Source data:
PR #1281, opened 2019-06-26
JAVA-2236: Add method to set the auth provider in SessionBuilder

GregBestland:


core/src/main/java/com/datastax/oss/driver/internal/core/auth/RuntimePlainTextAuthProvider.java
```diff
@@ -0,0 +1,54 @@
+/*
+ * Copyright DataStax, Inc.
```
GregBestland: This Could also be folded into the normal PlainTextAuthProvider if appropriate. That's what I did initially, but with the introduction of the PlainTextAuthProviderBase, it seemed appropriate to have a separate class.

core/revapi.json
```diff
@@ -4756,6 +4756,12 @@
...
+        "new": "method com.datastax.oss.driver.api.core.context.DriverContext com.datastax.oss.driver.api.core.session.SessionBuilder<SelfT extends com.datastax.oss.driver.api.core.session.SessionBuilder, SessionT>::buildContext(com.datastax.oss.driver.api.core.config.DriverConfigLoader, java.util.List<com.datastax.oss.driver.api.core.type.codec.TypeCodec<?>>, com.datastax.oss.driver.api.core.metadata.NodeStateListener, com.datastax.oss.driver.api.core.metadata.schema.SchemaChangeListener, com.datastax.oss.driver.api.core.tracker.RequestTracker, com.datastax.oss.driver.api.core.auth.AuthProvider, java.util.Map<java.lang.String, java.lang.String>, java.util.Map<java.lang.String, java.util.function.Predicate<com.datastax.oss.driver.api.core.metadata.Node>>, java.lang.ClassLoader)",
+        "justification": "Allow  for AuthProvider to be loaded programmatically"
```
olim7t: This method breaks every time we add a new programmatic builder option, and I think we're at a point where we should avoid that. I've opened [JAVA-2315](https://datastax-oss.atlassian.net/browse/JAVA-2315) to address this.

core/src/main/java/com/datastax/oss/driver/api/core/session/SessionBuilder.java
```diff
@@ -223,6 +225,18 @@ public SelfT withRequestTracker(@Nullable RequestTracker requestTracker) {
...
   }
 
+  /**
+   * Register an auth provider
+   *
+   * <p>If the auth provider is specified programmatically with this method, it overrides the
+   * configuration (that is, the {@code advanced.auth-provider} option will be ignored).
+   */
+  @NonNull
+  public SelfT withAuth(@Nullable AuthProvider authProvider) {
```
olim7t: Nit: could you name this `withAuthProvider`?

olim7t: Maybe we could also add `withPlainTextCredentials(String username, String password)` that wraps the creation and registration of a `RuntimePlainTextAuthProvider`. That way the user doesn't have to deal with an internal class.

It would come with the following caveats:
* only works with OSS Cassandra's plain text authenticator
* does not support changing the credentials at runtime
* stores the credentials as strings in memory

olim7t (changes requested):
#1287 is merged, so you can rebase and you should now be able to avoid the breaking API change.

See also my comments inline. I'm not 100% sure about adding `withPlainTextCredentials`: the `AuthProvider` interface is flexible enough already, and we don't want to add too many specialized methods to the session builder, but this one sounds reasonable. If there are other opinions I'm open to hearing them :)

core/src/main/java/com/datastax/oss/driver/internal/core/auth/RuntimePlainTextAuthProvider.java
```diff
@@ -0,0 +1,54 @@
...
+ *
+ * <pre>
+ *     SessionBuilder builder =
+ *         SessionUtils.baseBuilder()
+ *             .withAuth(new RuntimePlainTextAuthProvider("logPrefix", "username", "password"));
+ * </pre>
+ */
+@ThreadSafe
+public class RuntimePlainTextAuthProvider extends PlainTextAuthProviderBase {
+  private final String username;
```
adutra: Let's apply JAVA-2306 here and avoid storing sensitive data as strings. I suggest that you create a `Credentials` instance upfront and store it here instead of these two fields.

adutra (changes requested):

core/src/main/java/com/datastax/oss/driver/internal/core/auth/RuntimePlainTextAuthProvider.java
GregBestland: :+1: that's a good idea.

GregBestland: So while this seemed like a good idea, it won't actually work. The credentials are cleared when used, and the auth provider get credentials is invoked a few times during session creation. As a result the credentials end up cleared as part of protocol negotiation. In order to accomplish this we would need a way to encrypt the user name password in memory, and recreate the credentials when needed.

adutra: Then you could implement a `Credentials.copy()` method as follows:

```
public Credentials copy() {
  return new Credentials(username.clone(), password.clone());
}
```
And use it as below:
```
public class RuntimePlainTextAuthProvider extends PlainTextAuthProviderBase {
  private final Credentials credentials;

  public RuntimePlainTextAuthProvider(String username, String password) {
    this("", username, password);
  }

  public RuntimePlainTextAuthProvider(String logPrefix, String username, String password) {
    super(logPrefix);
    credentials = new Credentials(username.toCharArray(), password.toCharArray());
  }

  @NonNull
  @Override
  protected Credentials getCredentials() {
    return credentials.copy();
  }
}
```

olim7t: But then we're still holding the credentials in memory, because the original field is never getting cleared.
I don't think there's a way to avoid it when the credentials have been provided programmatically (unless we encrypted them, but that's way off topic). I'll add a few explanations in the javadocs.

olim7t (approved):

PR #1284, opened 2019-06-27
JAVA-2312: Handle UDTs with names that clash with collection types

olim7t:


tolbertam (approved):
:+1:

Work instructions: The answer is the lines above between the line holding "olim7t: This method" and the line holding "olim7t: Nit: could", inclusive, each written out exactly, and no others.

Written answer:
olim7t: This method breaks every time we add a new programmatic builder option, and I think we're at a point where we should avoid that. I've opened [JAVA-2315](https://datastax-oss.atlassian.net/browse/JAVA-2315) to address this.

core/src/main/java/com/datastax/oss/driver/api/core/session/SessionBuilder.java
```diff
@@ -223,6 +225,18 @@ public SelfT withRequestTracker(@Nullable RequestTracker requestTracker) {
...
   }
 
+  /**
+   * Register an auth provider
+   *
+   * <p>If the auth provider is specified programmatically with this method, it overrides the
+   * configuration (that is, the {@code advanced.auth-provider} option will be ignored).
+   */
+  @NonNull
+  public SelfT withAuth(@Nullable AuthProvider authProvider) {
```
olim7t: Nit: could you name this `withAuthProvider`?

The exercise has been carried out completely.